Given entries START
PR #300, opened 2016-04-17
Limit the namerd mux client to a single endpoint

### LINKED ISSUE #295: limit namerd thrift client to communicate with a single instance
A namerd thrift client will not behave well when it communicates with multiple namerd instances to observe a single name.  This is because stamps are not alligned across instances, so if i get back stamp 32 from one service and then poll again with stamp 32, this stamp is not guaranteed to be relevant on any other instance.  Rather than introduce additional coordination, I suggest that we just limit the connection pool to 1 connection.

Really, we'll need to move to a streaming API, but I'd like to wait to do that with gRPC

olix0r:
The thrift protocol implemented by namerd is designed for subsequent requests
to be sent to different nodes, as there are no guarantees that the 'stamp'
values used are shared across nodes. This watching behavior should later be
moved to a streaming interface. In the meantime, we use the Aperture load
balancer with an unlimited load so that only a single instance will be
considered. When a namerd instance is unavailable, another address in the pool
may be considered.

Fixes #295

### DIFF
--- a/interpreter/namerd/src/main/scala/io/buoyant/namerd/iface/NamerdInterpreterInitializer.scala
+++ b/interpreter/namerd/src/main/scala/io/buoyant/namerd/iface/NamerdInterpreterInitializer.scala
@@ -4,6 +4,7 @@ import com.fasterxml.jackson.annotation.JsonIgnore
 import com.twitter.conversions.time._
 import com.twitter.finagle.Stack.Transformer
 import com.twitter.finagle._
+import com.twitter.finagle.loadbalancer.Balancers
 import com.twitter.finagle.naming.NameInterpreter
 import com.twitter.finagle.param.HighResTimer
 import com.twitter.finagle.service._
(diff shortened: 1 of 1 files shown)


adleong:
Looks good.  Two questions:

1. How do we test this?
2. What happens if the namerd instance we're talking to goes down and we're forced to talk to a new one?

olix0r:
@adleong 
1. an integration test with multiple namerd ports over a network -- i can try to put that together
2. this should be okay.  when a connection is lost, the node should be marked down, and the client should retry on another endpoint.  at this point, the stamps likely won't match, and but once it receives the current stamps from the remote, it will resume watching properly.

adleong:
I guess the pathological case is where you reconnect to another namerd and the stamps happen to be the same even though the value is different.  In this case, the client would be stuck with a stale value until the next time it's updated.  Maybe we don't need to worry about this for now...

olix0r:
@adleong i think that's right. if we wanted to be rigorous, we could move retries up out of the client and wipe the stamp on error before retrying... i think this is all justifying moving to a streaming api sooner than later.

adleong:
This is less important because we plan to switch to a gRPC API.  However, should we still do this anyway?

siggy:
@adleong @olix0r: do we still want to do this? moving #295 to triage until we decide.

adleong:
Closed in favor of `io.l5d.mesh`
Given entries END
Repeat all the records without altering a single word.

:: Completed task ::
PR #300, opened 2016-04-17
Limit the namerd mux client to a single endpoint

### LINKED ISSUE #295: limit namerd thrift client to communicate with a single instance
A namerd thrift client will not behave well when it communicates with multiple namerd instances to observe a single name.  This is because stamps are not alligned across instances, so if i get back stamp 32 from one service and then poll again with stamp 32, this stamp is not guaranteed to be relevant on any other instance.  Rather than introduce additional coordination, I suggest that we just limit the connection pool to 1 connection.

Really, we'll need to move to a streaming API, but I'd like to wait to do that with gRPC

olix0r:
The thrift protocol implemented by namerd is designed for subsequent requests
to be sent to different nodes, as there are no guarantees that the 'stamp'
values used are shared across nodes. This watching behavior should later be
moved to a streaming interface. In the meantime, we use the Aperture load
balancer with an unlimited load so that only a single instance will be
considered. When a namerd instance is unavailable, another address in the pool
may be considered.

Fixes #295

### DIFF
--- a/interpreter/namerd/src/main/scala/io/buoyant/namerd/iface/NamerdInterpreterInitializer.scala
+++ b/interpreter/namerd/src/main/scala/io/buoyant/namerd/iface/NamerdInterpreterInitializer.scala
@@ -4,6 +4,7 @@ import com.fasterxml.jackson.annotation.JsonIgnore
 import com.twitter.conversions.time._
 import com.twitter.finagle.Stack.Transformer
 import com.twitter.finagle._
+import com.twitter.finagle.loadbalancer.Balancers
 import com.twitter.finagle.naming.NameInterpreter
 import com.twitter.finagle.param.HighResTimer
 import com.twitter.finagle.service._
(diff shortened: 1 of 1 files shown)


adleong:
Looks good.  Two questions:

1. How do we test this?
2. What happens if the namerd instance we're talking to goes down and we're forced to talk to a new one?

olix0r:
@adleong 
1. an integration test with multiple namerd ports over a network -- i can try to put that together
2. this should be okay.  when a connection is lost, the node should be marked down, and the client should retry on another endpoint.  at this point, the stamps likely won't match, and but once it receives the current stamps from the remote, it will resume watching properly.

adleong:
I guess the pathological case is where you reconnect to another namerd and the stamps happen to be the same even though the value is different.  In this case, the client would be stuck with a stale value until the next time it's updated.  Maybe we don't need to worry about this for now...

olix0r:
@adleong i think that's right. if we wanted to be rigorous, we could move retries up out of the client and wipe the stamp on error before retrying... i think this is all justifying moving to a streaming api sooner than later.

adleong:
This is less important because we plan to switch to a gRPC API.  However, should we still do this anyway?

siggy:
@adleong @olix0r: do we still want to do this? moving #295 to triage until we decide.

adleong:
Closed in favor of `io.l5d.mesh`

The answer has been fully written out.